> [To do]: When the line containing "catches them** |" appears in the data below, begin copying there and stop only after the line containing "The last pair".

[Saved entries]
PR #2614, opened 2026-08-22
fix(hardware): a rollout shares the motor bus with the mesh's readers

### LINKED ISSUE #2602: hardware_robot.py drives the motor bus outside bus_access, so bus_lock does not serialize a rollout against the mesh's readers
## What is unserialised

`strands_robots/bus_access.py` (#2599) puts one `RLock` on the device so every reader and writer that goes *through it* shares one conversation on the serial motor bus. The mesh call sites were converted. `strands_robots/hardware_robot.py` was not, and it does not import `bus_access` at all:

| line | call | thread |
| --- | --- | --- |
| 890 | `self.robot.get_observation()` | ROS telemetry publish |
| 1426 | `await asyncio.to_thread(self.robot.get_observation)` | task preflight |
| 1597 | `await asyncio.to_thread(self.robot.get_observation)` | policy rollout loop |
| 1630 | `await asyncio.to_thread(self.robot.send_action, action_dict)` | policy rollout loop |
| 2734 | `self.robot.send_action(action)` | `send_action` facade |

These run concurrently with the mesh probes in the same process - the rollout loop even publishes per-step mesh telemetry - so "a policy commanding the arm while the mesh reads its state" is the normal operating mode, not an edge case. Every such overlap is a `[TxRxResult] Port is in use!` refusal: the SDK declines without touching the wire, so it is safe, but the probe publishes nothing that cycle and the rollout's own read can be the one refused.

## Why it is filed rather than fixed in #2599

#2599 originally also cleared the SDK's stranded `port.is_using` flag and counted the recoveries. That is only sound under the proof its own docstring stated - that *every* read and write happens inside `bus_lock` - and these five call sites are the counter-example. Under them, the flag a probe would clear can be one a live exchange legitimately holds, and clearing it re-transmits onto a half-duplex UART mid-reply, which can garble a goal-position write for an arm under power. The recovery was removed from #2599 for that reason (`b2e5759`), leaving the two halves whose proof holds with no premise about other callers.

So this is the prerequisite, and the ordering is the point: it is a change to the primary hardware path, and the flag recovery can only return on top of it.

## What to do

1. Route the five call sites above through `bus_access.read_observation` / `bus_access.write_action`. The lock is an `RLock` held on the device, so a caller already inside it can read again; `hardware_robot` and the mesh hold different wrappers around one lerobot robot, which is exactly why the lock lives on the device rather than on a caller.
2. Measure it the way #2599 measured the mesh side: real readers against a fake bus implementing the vendored feetech `txPacket` refusal, asserting the rollout's reads and writes and the mesh probes all complete rather than colliding.
3. Then, as its own change, reconsider the stranded-flag recovery with the proof now available - including whether the "report a REAL owner" branch can be made to fire before an interleave rather than after one.

## Note on scope

#2599's description lists `hardware_robot.py`'s camera-degraded connect/rollback contract as deliberately out of scope. That is a different concern in the same file; its bus *access* was not a deliberately deferred gap, which is what this issue records.

cagataycali:
Fixes #2602

## Problem

`strands_robots/bus_access.py` puts one `RLock` on the device so every reader and writer that goes *through it* takes the serial motor bus in turn. The mesh modules were converted to it. `strands_robots/hardware_robot.py` was not, and imported it nowhere -- it drove the same device directly at five call sites:

| line | call | thread |
| --- | --- | --- |
| 890 | `self.robot.get_observation()` | `publish_ros_observation` |
| 1426 | `await asyncio.to_thread(self.robot.get_observation)` | policy preflight (`_initialize_policy`) |
| 1597 | `await asyncio.to_thread(self.robot.get_observation)` | rollout loop read |
| 1630 | `await asyncio.to_thread(self.robot.send_action, ...)` | rollout loop write |
| 2734 | `self.robot.send_action(action)` | `send_action` facade (teleop + inbound ROS 2) |

So the lock serialised the mesh's readers against *each other*, which is what it was built and tested for, and not against a policy rollout -- while one process holds both. `hardware_robot` has its own `threading.Lock` (`_task_admission`) that admits one rollout at a time, but that is admission control over *tasks*: the two locks do not know about each other, and neither one stops a mesh sensor loop and a rollout from reaching for the bus at the same instant.

**The failure is asymmetric, and the caller that loses is the one holding nothing.** Measured against the real `run_policy` loop with a mesh reader polling the same device, and a bus double that refuses overlap exactly as the feetech SDK does:

| | status | steps | commands on the wire | bus refusals | mesh reads |
| before | `error` | 0 of 20 | **0** | 1 | 54 (unharmed) |
| after | `success` | 20 of 20 | **20** | 0 | 85 |
| control: rollout alone, no mesh reader | `success` | 20 of 20 | 20 | 0 | n/a |

One refused read is enough, and either of the rollout's two reads will do it. The preflight read is its first touch of the bus and `_initialize_policy`'s `except Exception` turns a refusal into `return False`, so the caller is told

```
Policy rollout error: 0 steps in 0.0s (P on arm)
Error: Failed to initialize policy
```

-- a **policy** fault, for a run that never commanded the arm once. Lose the race one step later instead and the loop's read propagates, so the rollout ends with the SDK's own `Port is in use!` after a step or two. Which one loses varies with the timing; that the rollout ends does not. The mesh reader, holding the lock, logs nothing at all.

Also affected on the same bus: the `send_action` facade is where teleop (`teleop_mixin`) and inbound ROS 2 `joint_command`s (`ros_telemetry`) both arrive, and with three writes racing three mesh reads **3 of 3 arm commands were refused and dropped**, each reported as `status="error"`.

## Change

Route the five sites through `bus_access.read_observation` / `bus_access.write_action`. The lock is an `RLock` held on the device, so a caller already inside it can read again, and `hardware_robot` and the mesh hold different wrappers around one lerobot robot -- which is exactly why the lock lives on the device rather than on a caller. `bus_access` imports only the standard library, so this adds no cycle.

The root cause is then pinned as a rule over the source rather than one test per call site: **no caller reaches an operation `bus_access` owns through a device it holds.** Both halves of that rule are derived, so neither is a list that can fall out of step:

- the guarded operations come from what `bus_access` itself calls on the device it is handed (`get_observation`, `send_action`, `sync_read`) -- so an operation it learns to serialise later is graded without touching the test;
- the population is every module that assigns `self.robot`, i.e. holds a device. That is `hardware_robot` plus the mesh's `core` and `input`, **and the mesh two already pass** -- so the rule needs no list of exempt files, and a simulation backend's identically named `get_observation` is never in scope because it drives no serial port.

The rule matches an attribute *access*, not only a call, because three of the five sites pass the method to `asyncio.to_thread` as a reference. A call-only rule sees 2 of 5 (measured in the break table below).

`bus_access`'s module docstring now names the rollout as a participant and records the asymmetry, and the `send_action` facade's docstring names what it delegates through.

## Scope

- **`connect`/`disconnect` stay direct.** `bus_access` wraps reads and writes; opening the port is not its call, and the derived operation set does not contain `connect` -- so the boundary falls out of the derivation rather than being an exemption. Pinned by `test_connect_is_not_claimed_by_this_rule`.
- **Teleop and inbound ROS 2 are fixed transitively, not separately.** `teleop_mixin` and `ros_telemetry` call the *wrapper*'s `send_action`, which is site 2734.
- No stranded-flag or in-use-flag recovery is introduced or assumed: none exists in the tree, and this change makes no claim that depends on one.

## Sim rollout

The commanded joint targets that actually reached the wire, from each side's real `run_policy` rollout, replayed into a MuJoCo so101 (headless EGL) and rendered. Same policy, same 24-step sweep, same scene; the only difference is whether the rollout takes the device's bus lock. Both panels start from the same rest pose -- mean absolute pixel delta between them at frame 0 is **0.0001** -- and the left panel is honestly static because nothing was ever commanded: per-frame mean absolute delta **0.0000 across all 23 transitions**, against 23 of 23 moving on the right.

before and after: the commanded sweep reaching the arm

<details>
<summary>Final frame as a still</summary>

final frame

</details>

| | status | steps | commands on the wire | bus refusals | mesh reads | replay: frames moving |
| before | `error` | 0 of 24 | **0** | 1 | 73 | **0 of 23** |
| after | `success` | 24 of 24 | **24** | 0 | 96 | 23 of 23 |

## Verification

Pre-fix split, the new file against `upstream/main` (`0b358aaf`): **5 failed / 6 passed -> 11 passed**. Every failure is behavioural or structural with a real message -- no import or attribute error:

- the rollout: `assert 'error' == 'success'`, with `Failed to initialize policy` in the payload;
- the facade: `assert ['error', 'error', 'error'] == ['success', 'success', 'success']`;
- the telemetry publish: the SDK's `Port is in use!` propagating;
- the preflight: `the preflight read was refused, so the rollout reports a policy fault`;
- the rule: naming all five sites, `strands_robots/hardware_robot.py:890, 1426, 1597, 1630, 2734`.

The 6 that pass on both trees are the controls: a rollout alone is unchanged, the mesh's own readers still take turns (the contract `bus_access` already had), `connect` is not claimed by the rule, a real device failure still reaches the caller, and the two non-vacuity checks on the derivation.

Break table -- each break fires exactly and only its own guards, so no guard is decorative:

| break | fails |
| --- | --- |
| revert the source fix entirely | 5 (the pre-fix split) |
| revert only the `send_action` facade | facade test + the rule |
| revert only the policy preflight read | rollout + preflight + the rule |
| derivation returns no operations | the derivation non-vacuity check only |
| module scan reaches nothing | the scan non-vacuity check only |
| revert the three `to_thread` sites, full matcher | rollout + preflight + **the rule catches them** |
| revert the same three, call-only matcher | rollout + preflight -- **the rule reports clean** |

The last pair is why the rule matches an attribute access rather than only a call: a call-only matcher sees 2 of the 5 sites and reports a clean tree while three are reverted.

Gate: 368 test files (every test naming the changed symbols, all `tests/test_hardware_*`, every guard that walks the package tree or reads `AGENTS.md`, plus the repo-wide docs/docstring/string/changelog guards), the identical selection run on this branch and on a pristine `upstream/main` worktree with the new file excluded from both -- **`17 failed, 16750 passed, 86 skipped` byte-identical on both**, failing-ID sets identical, `comm` empty in both directions. All 17 are `tests/mesh/test_iot_*` on `No module named 'awsiot'`, a declared extra CI installs. `ruff check` / `ruff format --check` clean over `strands_robots tests tests_integ`; `mypy` 24 errors on both trees with none in the changed files.

One test-scaffolding note: this module builds a `Robot._executor` and a test can abandon a work item (`future.result(timeout=...)`), which is the shape `tests/_daemon_executor.DaemonThreadExecutor` exists for -- a `ThreadPoolExecutor` worker is not a daemon and the interpreter joins it at exit, so a wedged item would deliver a failing test as a hung job. The fixture uses the helper, and the module is added to the non-vacuity set in `test_abandoned_work_item_cannot_hang_exit.py` that lists the modules which abandon work.

No serial port is opened and no arm is commanded anywhere in the tests. The bus double is the one the `bus_access` tests already use, subclassed to add the connect surface a rollout drives, so both files agree on what an overlap costs.


yinsong1986 (approved):
## Summary

Routes `hardware_robot.py`'s five direct motor-bus touches (the ROS 2 telemetry publish, the policy preflight read, the rollout loop's read and write, and the `send_action` facade that teleop and inbound ROS 2 commands share) through `bus_access.read_observation` / `write_action`, so a policy rollout takes the same per-device `RLock` the mesh's readers already hold. This closes the asymmetric race the description measures: the unconverted caller was the one that lost, and one refused preflight read was misreported as `Failed to initialize policy` for a run that never commanded the arm. The fix is the minimal conversion (no signature, wire, or config changes; `bus_access` was already the shipped public seam), exception semantics through the wrappers are unchanged, and only one lock is involved on these paths so no lock-ordering hazard is introduced. Teleop and inbound ROS 2 commands are covered transitively through the facade, matching what `mesh/input.py`'s `_default_apply` already does. I verified the new suite against the head tree: all 38 tests in `tests/test_hardware_bus_is_shared_with_the_mesh.py`, `tests/test_bus_access_serializes_motor_reads.py`, and the updated `tests/test_abandoned_work_item_cannot_hang_exit.py` pass, with no serial port opened.

## What's good

- The regression is pinned twice, per AGENTS.md > Review Learnings (#85) > Testing: once as behaviour against the real `run_policy` loop with a bus double that refuses overlap like the feetech SDK, and once as a source-level rule (`TestNoCallerDrivesAHeldDeviceOutsideBusAccess`) whose guarded-operation set and graded population are both derived rather than listed, so a sixth call site or a new `bus_access` operation is graded without editing the test.
- The rule matches attribute *access*, not only calls, which is what catches the three `asyncio.to_thread(self.robot.get_observation)` method-reference sites a call-only scan would miss.
- Scope discipline: `connect`/`disconnect` stay direct and the boundary falls out of the derivation (`test_connect_is_not_claimed_by_this_rule`), and `test_a_real_bus_failure_still_reaches_the_caller` pins that taking the lock does not swallow what the device reports.
- The concurrency contract is documented at both ends (`bus_access` module docstring and the `send_action` facade docstring), per AGENTS.md > Thread Safety > 'Document the concurrency contract'.

## Verification suggestions

- `python -m pytest tests/test_hardware_bus_is_shared_with_the_mesh.py -q` -- runs in ~90s, no hardware; the before/after numbers in the module docstring are reproducible by reverting the five `hardware_robot.py` hunks and re-running.
- The head moved twice during this review (`18abdd79` -> `5606f3e1` -> `70c782e5`); the deltas are confined to the test file (rollout executor swapped to `tests._daemon_executor.DaemonThreadExecutor` so an abandoned work item cannot hang interpreter exit, plus the matching expected-set entry in `test_abandoned_work_item_cannot_hang_exit.py`) and the addition of the `changelog.d/2614-hardware-shares-the-motor-bus.md` fragment. Production code under `strands_robots/` is byte-identical across all three heads; the test run above was against the `5606f3e1` tree, whose graded sources are unchanged at `70c782e5`.

yinsong1986 (approved):
## Summary

Routes the five sites in `strands_robots/hardware_robot.py` that drove the lerobot device directly (the ROS 2 telemetry publish at 891, the policy preflight read at 1427, the rollout loop's read/write at 1598/1631, and the `send_action` facade at 2737) through `bus_access.read_observation` / `write_action`, so a policy rollout, teleop, and inbound ROS 2 commands all take the same per-device `RLock` the mesh's readers already hold. This closes the asymmetric race where the unconverted caller was the one that lost -- one refused preflight read ended a rollout as a misreported policy fault. The root cause is pinned as a derived source-level rule (`TestNoCallerDrivesAHeldDeviceOutsideBusAccess`) whose guarded operations come from what `bus_access` itself drives and whose population is every module assigning `self.robot`, so neither half is a maintainable list.

## What's good

- Behaviour-preserving delegation: `bus_access` re-raises driver exceptions unchanged, so the facade's error-dict contract and the rollout's existing error paths are intact; the remaining direct `self.robot.connect` / `is_connected` / `config` accesses correctly fall outside the derived operation set.
- The AST rule matches attribute *access* rather than only calls, which is what makes the three `asyncio.to_thread(read_observation, ...)` sites gradable -- and the break table demonstrates a call-only matcher would miss 3 of 5.
- AGENTS.md convention compliance across the board: changelog fragment (not a `CHANGELOG.md` append), behaviour-named test classes, `DaemonThreadExecutor` for the abandoning fixture plus the non-vacuity set update, no host paths, ASCII-only tool/log strings, and the AGENTS.md bullet cites its pinning test.
- Teleop and inbound ROS 2 `joint_command` are fixed transitively through the facade rather than with parallel conversions, keeping one seam.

> [Solution to this task]:
| revert the three `to_thread` sites, full matcher | rollout + preflight + **the rule catches them** |
| revert the same three, call-only matcher | rollout + preflight -- **the rule reports clean** |

The last pair is why the rule matches an attribute access rather than only a call: a call-only matcher sees 2 of the 5 sites and reports a clean tree while three are reverted.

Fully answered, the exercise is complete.